PR #1428, opened 2026-08-24
fix(skippy): harden scheduler-only production cutover

i386:
## Outcome

Hardens the iteration-scheduler-only serving cutover for direct production rollout. This PR is stacked on #1420 and does not restore any legacy serving scheduler.

## Changes

- bounds the scheduler command queue and rejects overload without blocking request threads
- caps command draining per turn so sustained control traffic cannot starve inference
- contains scheduler-worker panics and fails active/queued requests deterministically
- maps scheduler overload to HTTP 429 and exposes cumulative failure/overload telemetry
- adds SKIPPY_ITERATION_SCHEDULER_SAFE_MODE=1 to serialize the new scheduler during incidents
- removes the stale deleted-batcher configuration documentation
- adds an architecture guard preventing the three deleted serving-scheduler modules from returning

The remaining frontend/decode_scheduler.rs is the speculative verify-window state machine, not the removed serving scheduler.

## Verification

- skippy-scheduler: 10 passed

Problem: Everything from the line with "- contains scheduler-worker" through the last line of the entries is to be written out again, unchanged; nothing else belongs in the answer.

Expected output:
- contains scheduler-worker panics and fails active/queued requests deterministically
- maps scheduler overload to HTTP 429 and exposes cumulative failure/overload telemetry
- adds SKIPPY_ITERATION_SCHEDULER_SAFE_MODE=1 to serialize the new scheduler during incidents
- removes the stale deleted-batcher configuration documentation
- adds an architecture guard preventing the three deleted serving-scheduler modules from returning

The remaining frontend/decode_scheduler.rs is the speculative verify-window state machine, not the removed serving scheduler.

## Verification

- skippy-scheduler: 10 passed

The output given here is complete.